DougInOttawaAuthor Commented:
I moved the client connection to the same switch as the server, to reduce the hops, but it still causes the same problems.

We do not employ VLANS, so all switches are VLAN1.

There are no ACLs on the switches, except for a single Access Control List which is assigned to an SNMP community.
Double check spanning tree and portpast configuration on the switch.
Run wireshark on the DHCP server if you can and try to see if it gets DHCPDISCOVER messages
If you are using only 1 (V)LAN, I guess that there are no issues with routing DHCP packets, but you may want to doublecheck that too.
One thing that intrigues me is that it seems that IP addresses are consumed in the scope. It may indicate that the DHCPDISCOVER packets are received by the server but that it does not send the corresponding DHCPOFFER packets. If the server has several NICs, make sure that DHCP Server is bound to all the NICs or, at least, to the correct one.  Check firewall config too.
DHCP sequence is basically described here :
DougInOttawaAuthor Commented:
Thanks for the info. You can actually watch the dots (.) after the MAC address when the PXE client is trying to get an address and simultaneously watch the addresses get consumed on the DHCP server. We also verified that the BOOTP addresses are only getting assigned to the client that we're trying to connect.

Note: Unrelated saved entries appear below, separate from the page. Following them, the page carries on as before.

Issue #18409, opened 2025-06-01
[FURB] Path write


gbaian10:
## Case 1
```py
with open("hello.txt", "w", encoding="utf-8") as f:
    f.write("Hello, world!")
```

run `ruff check`

```console
PTH123 `open()` should be replaced by `Path.open()`
FURB103 `open` and `write` should be replaced by `Path("hello.txt").write_text("Hello, world!")`
```

## Case 2

If I try to fix `FURB103` first

```py
from pathlib import Path

Path("hello.txt").write_text("Hello, world!", encoding="utf-8")
```

run `ruff check`

```console
All checks passed!
```

## Case 3

But if we fix PTH123 first

```py
from pathlib import Path

with Path("hello.txt").open("w", encoding="utf-8") as f:
    f.write("Hello, world!")
```

run `ruff check`

```console
All checks passed!
```

---

Are Case3 and Case2 completely equivalent programs?
If they are, I would like to have a rule that can transform Case3 into Case2.

Similar to [unspecified-encoding (PLW1514)](https://docs.astral.sh/ruff/rules/unspecified-encoding/), will raise warnings for both `with open` and `Path.open`.

MichaReiser:
I think it would make sense to extend `PTH123` to also support `Path::open`

11happy:
@MichaReiser I have linked the PR, &  I assume you meant FURB103  as it more justifed to extend that rather than PTH123 ?

> I think it would make sense to extend `PTH123` to also support `Path::open`

PR #21080, opened 2025-10-26
[`refurb`] Extend support for `Path.open` (`FURB101`, `FURB103`)

11happy:
## Summary

This PR fixes https://github.com/astral-sh/ruff/issues/18409

## Test Plan

I have added tests in FURB103.


11happy:
@MichaReiser would appreciate your feedback on this whenever you get some time.

Thank you : )

crates/ruff_linter/src/rules/refurb/snapshots/ruff_linter__rules__refurb__tests__preview_FURB103_FURB103.py.snap
ntBre, line 1: Oh, I didn't notice this when reviewing #20520, but `FURB101` and `FURB103` are already preview rules, so we don't actually need the additional preview checks on their fixes (or these preview tests/snapshot files). Feel free to follow up on that, I think it's fine to leave it for a separate PR, though!

crates/ruff_linter/src/rules/refurb/snapshots/ruff_linter__rules__refurb__tests__preview_FURB103_FURB103.py.snap
```diff
@@ -257,4 +257,169 @@ help: Replace with `Path("file.txt").write_text(foobar, newline="\r\n")`
...
+72  | 
+73  | 
+74  | # FURB103
+--------------------------------------------------------------------------------
+147 |     for line in text:
+148 |         f.write(line)
+149 | 
+    - with Path("file.txt").open("w") as f:
+    -     f.write("test")
+150 + Path("file.txt").write_text("test")
```
ntBre: I don't think we need to add the pathlib import for cases where the input was already a `Path`. We're just adding another method call onto the existing `Path`.

Ah, this might actually be highlighting a different issue. If `pathlib.Path` hasn't been imported, we shouldn't be applying the rule since this could be something else that just happens to be named `Path`.

crates/ruff_linter/src/rules/refurb/helpers.rs
```diff
@@ -238,6 +243,79 @@ fn find_file_open<'a>(
...
+    } = item.context_expr.as_call_expr()?;
+    let attr = func.as_attribute_expr()?;
+    if attr.attr.as_str() != "open" {
+        return None;
+    }
+    let path_call = attr.value.as_call_expr()?;
+    let path_func = path_call.func.as_name_expr()?;
+    if path_func.id.as_str() != "Path" {
+        return None;
+    }
```
ntBre: Ah yeah, I think we need to be resolving the qualified name here. We may also be able to use our existing pathlib typing check:

https://github.com/astral-sh/ruff/blob/16b9b92182b7457478281e0cdfe4d14c74f33d13/crates/ruff_python_semantic/src/analyze/typing.rs#L1120-L1124

https://github.com/astral-sh/ruff/blob/16b9b92182b7457478281e0cdfe4d14c74f33d13/crates/ruff_python_semantic/src/analyze/typing.rs#L925-L928

crates/ruff_linter/src/rules/refurb/helpers.rs
```diff
@@ -238,6 +243,79 @@ fn find_file_open<'a>(
         mode,
         keywords,
         reference,
+        path_obj: None,
+    })
+}
+
+fn find_path_open<'a>(
```
ntBre, line 293: It feels like we should probably be able to reuse some more code from `find_file_open` instead of duplicating the whole thing, but maybe they're different enough that that's not true.

crates/ruff_linter/src/rules/refurb/rules/write_whole_file.rs
```diff
@@ -57,7 +57,13 @@ impl Violation for WriteWholeFile {
...
         let filename = self.filename.truncated_display();
         let suggestion = self.suggestion.truncated_display();
-        format!("`open` and `write` should be replaced by `Path({filename}).{suggestion}`")
+        if self.is_path_open {
+            format!(
+                "`Path.open()` followed by `write()` can be replaced by `Path({filename}).{suggestion}`"
+            )
+        } else {
+            format!("`open` and `write` should be replaced by `Path({filename}).{suggestion}`")
+        }
```
ntBre: I don't feel too strongly about this, but I kind of think the old message applies well enough to both cases and we could just leave it alone and not need to track `is_path_open` in the `Violation` struct.

ntBre (changes requested):
Thanks for working on this!

I think we need to be a bit more careful with how we identify existing `Path` instances and hopefully we can deduplicate some code too.

amyreese:
It might be helpful to reuse `is_open_call_from_pathlib` from ASYNC230: https://github.com/astral-sh/ruff/blob/1c7ea690a820deaa0e17ecf72593ebc4781f3752/crates/ruff_linter/src/rules/flake8_async/rules/blocking_open_call.rs#L73

amyreese:
Alternately PathlibPathChecker which can also match annotations: https://github.com/astral-sh/ruff/blob/1c7ea690a820deaa0e17ecf72593ebc4781f3752/crates/ruff_linter/src/rules/flake8_async/rules/blocking_path_methods.rs#L161

crates/ruff_linter/src/rules/refurb/snapshots/ruff_linter__rules__refurb__tests__preview_FURB103_FURB103.py.snap
11happy: with the new name resolution utilizing the `is_open_call_from_pathlib` its not firing if pathlib.path has not been imported.

crates/ruff_linter/src/rules/refurb/helpers.rs
11happy: sure, I have used `is_open_call_from_pathlib` as suggested by @amyreese howevr had to make the function public.

crates/ruff_linter/src/rules/refurb/rules/write_whole_file.rs
11happy: I personally feel its a little bit more clear, however would be happy to change if you insist.
Thank  you : )

11happy:
the common helper has too many arguments causing the clippy error, should I break it down ?

crates/ruff_linter/src/rules/refurb/helpers.rs
11happy: yes have extracted the common logic from both functions. currently named it `resolve_file_open` would be happy to change if you have any suggestions.
Thank you : )

ntBre:
> the common helper has too many arguments causing the clippy error, should I break it down ?

I think it's okay just to add `#[expect(clippy::too_many_arguments)]` on the function.

crates/ruff_linter/src/rules/refurb/rules/write_whole_file.rs
ntBre: Sounds good, we can leave it then!

crates/ruff_linter/resources/test/fixtures/refurb/FURB103.py
```diff
@@ -1,3 +1,4 @@
+from pathlib import Path
```
ntBre: I think we might want a separate file for these new tests and this import. We're losing a lot of snapshot changes where the fix needed to add this import.

crates/ruff_linter/src/rules/refurb/helpers.rs
```diff
@@ -1,14 +1,14 @@
 use std::borrow::Cow;
 
+use crate::checkers::ast::Checker;
+use crate::rules::flake8_async::rules::blocking_open_call::is_open_call_from_pathlib;
+use crate::{Applicability, Edit, Fix};
```
ntBre: Can you move these back down to a separate `crate` import block like we had before? Stable rustfmt still doesn't handle this, unfortunately.

crates/ruff_linter/src/rules/refurb/helpers.rs
```diff
@@ -238,9 +207,87 @@ fn find_file_open<'a>(
...
+        func,
+        arguments: ast::Arguments { args, keywords, .. },
+        ..
+    } = item.context_expr.as_call_expr()?;
+    if !is_open_call_from_pathlib(func, semantic) {
+        return None;
+    }
+    let attr = func.as_attribute_expr()?;
+    let path_call = attr.value.as_call_expr()?;
+    let filename = path_call.arguments.args.first()?;
```
ntBre: Are we missing some of the argument validation code from `find_file_open`, especially these lines:

```rust
    if args.iter().any(Expr::is_starred_expr)
        || keywords.iter().any(|keyword| keyword.arg.is_none())
    {
        return None;
    }
```

I also think we're doing too much inspection on the `attr.value`. For example, I think `is_open_call_from_pathlib` should be able to identify a case like this:

```py
p = Path("file.txt")
with p.open("r") as f:
    f.write("test")
```

but the current implementation expects a literal `Path()` call, not a name that resolves to a `Path`.

We might need to make the `filename` field optional on the `FileOpen` struct.

crates/ruff_linter/resources/test/fixtures/refurb/FURB103.py
11happy: done I have added a seperate file suffixed _EXT

crates/ruff_linter/src/rules/refurb/helpers.rs
11happy: done

crates/ruff_linter/src/rules/refurb/helpers.rs
11happy: done , also the message is formatted accordingly but i feel its getting nested & dosent feel good , not sure although

11happy: also I have not added any comments yet , should i add similar comments like `find_file_open`

MichaReiser:
Would you mind rebasing your PR? Doing so will allow us to merge your PR without delayed once reviewed.

11happy:
done rebased it & resolved merge conflicts : )
Thank you

crates/ruff_linter/src/rules/refurb/helpers.rs
```diff
@@ -187,58 +246,62 @@ fn find_file_open<'a>(
...
-
-    // And even with all these restrictions, if the file handle gets used not exactly once,
-    // it doesn't fit the bill.
-    let [reference] = references.as_slice() else {
+    if !is_open_call_from_pathlib(func, semantic) {
         return None;
+    }
+    let attr = func.as_attribute_expr()?;
+    let filename = if let Expr::Call(path_call) = attr.value.as_ref() {
+        path_call.arguments.args.first()
```
ntBre: I don't think this is quite right. [`pathlib.Path`](https://docs.python.org/3/library/pathlib.html#pathlib.Path) takes `*args`, so it can be called like this:

```pycon
>>> from pathlib import Path
>>> Path("foo", "bar", "baz")
PosixPath('foo/bar/baz')
```

Taking only the first element would give the wrong result.

crates/ruff_linter/src/rules/refurb/snapshots/ruff_linter__rules__refurb__tests__FURB103_FURB103_1.py.snap
```diff
@@ -0,0 +1,131 @@
...
+
+FURB103 `Path.open()` followed by `write()` can be replaced by `p.write_text("test")`
+  --> FURB103_EXT.py:22:6
+   |
+21 | p = Path("file.txt")
+22 | with p.open("w") as f:
+   |      ^^^^^^^^^^^^^^^^
+23 |     f.write("test")
+   |
+help: Replace with `p.write_text("test")`
```
ntBre, line 131: Should this case have a fix?

crates/ruff_linter/src/rules/refurb/helpers.rs
11happy: actually this is handeled correctly already as we are we are using `path_obj` in fix generation
also have changed to require filename only in none case
```
let target = if let Some(path_obj) = open.path_obj {
        locator.slice(path_obj.range()).to_string()
    } else {
        let filename = open.filename?;
        let filename_code = locator.slice(filename.range());
        format!("{binding}({filename_code})")
    };
```

11happy: i think filename is redundant in path open cases as we are send `path_obj`

crates/ruff_linter/src/rules/refurb/snapshots/ruff_linter__rules__refurb__tests__FURB103_FURB103_1.py.snap
11happy: I believe for this case we can have a fix, but would like to know your opinion on this .
Thank you

11happy:
> Thanks for rebasing and for your work on this! I pushed a commit fixing a few nits but then noticed a few more minor issues. The implementation feels a bit complicated to me now, I want to keep thinking about it.

I agree with you implementation is complex ,felt the same, would appreciate any pointers to decomplicate/refactor it ?
Thank you : )

crates/ruff_linter/src/rules/refurb/helpers.rs
11happy: have added the case

crates/ruff_linter/src/rules/refurb/snapshots/ruff_linter__rules__refurb__tests__FURB103_FURB103_1.py.snap
ntBre: Sorry, yeah, I thought it should have a fix. This looks good now!

crates/ruff_linter/src/rules/refurb/helpers.rs
ntBre: Thanks, the new test looks good!

ntBre:
I just pushed a commit trying out an `OpenArgument` enum since the `path_obj` field and `filename` field were basically mutually exclusive. I think this makes things a little simpler, but I'm curious to get your thoughts on it too. I think the only remaining thing I don't love is the `is_path_open` check on the `Violation` struct. Maybe we could use the whole suggestion we generate for the fix in the error message?

I also fixed some new merge conflicts while I was here.

I also noticed that we haven't updated the code for FURB102, even though it's quite similar to FURB103. Do you want to do that in a follow-up PR?

11happy:
> I just pushed a commit trying out an `OpenArgument` enum since the `path_obj` field and `filename` field were basically mutually exclusive. I think this makes things a little simpler, but I'm curious to get your thoughts on it too. I think the only remaining thing I don't love is the `is_path_open` check on the `Violation` struct. Maybe we could use the whole suggestion we generate for the fix in the error message?
> 
> I also fixed some new merge conflicts while I was here.
> 
> I also noticed that we haven't updated the code for FURB102, even though it's quite similar to FURB103. Do you want to do that in a follow-up PR?

Thank you for these updates, will go through the commit in detail & will share my thoughts, I am also interested to work on the follow up PR for FURB102 , I feel a little occupied this week but will update this PR & my other open PRs soon.
Thanks again : )

11happy:
> I just pushed a commit trying out an `OpenArgument` enum since the `path_obj` field and `filename` field were basically mutually exclusive. I think this makes things a little simpler, but I'm curious to get your thoughts on it too. I think the only remaining thing I don't love is the `is_path_open` check on the `Violation` struct. Maybe we could use the whole suggestion we generate for the fix in the error message?

Yes, with the new OpenArgument enum code is a lot cleaner, what do you think of using `OpenArgument` directly instead of `is_path_open`  ?

ntBre (commented):
Thank you! The code for FURB103  looks good to me now, your last commit was a nice improvement :)

Based on the ecosystem report, this is already affecting FURB101 too (I had the wrong rule code when I mentioned FURB102 earlier). Would you mind going ahead and updating the FURB101 code and adding a test for it? I don't think it makes as much sense to save that for a follow-up if we already changed the rule's behavior here.

I think it's mostly just the `message`, `fix_title`, and `filename_code` that need to be updated, most of the logic is already in the shared helpers.

11happy:
> Thank you! The code for FURB103 looks good to me now, your last commit was a nice improvement :)
> 
> Based on the ecosystem report, this is already affecting FURB101 too (I had the wrong rule code when I mentioned FURB102 earlier). Would you mind going ahead and updating the FURB101 code and adding a test for it? I don't think it makes as much sense to save that for a follow-up if we already changed the rule's behavior here.
> 
> I think it's mostly just the `message`, `fix_title`, and `filename_code` that need to be updated, most of the logic is already in the shared helpers.

done, to keep it consistent with FURB103 separated the tests for FURB101, also should I add more tests ?
Thank  you : )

If you look at the doc that was posted, you can see the DHCPDISCOVERs through WireShark.

The server and the client are on the same switch, so broadcasts should never leave the switch, firewall config shouldn't be an issue and the client should receive the offers.

Interestingly, the Wireshark capture didn't show any DHCPOFFERS.

Our switches are Cisco Catalyst 3560G's
Is your scope configured with the options mentioned in this article ?


Do you have dhcp snooping enabled? Take a look at this article

DougInOttawaAuthor Commented:
The only scope option configured is option 66 to point to the WDS server as the Boot Server.

This scope config has not changed and worked prior to the switch reconfig (see the attached doc)

I am running IOS version 12.2. which, according to the Cisco Configuration Guide, lo and behold DOES have DHCP Snooping as a feature.We manually configured the switch, so DHCP Snooping is globally disabled by default and DHCP Snooping is not active until DHCP snooping is enabled on the VLAN (according to the documentation FROM Cisco).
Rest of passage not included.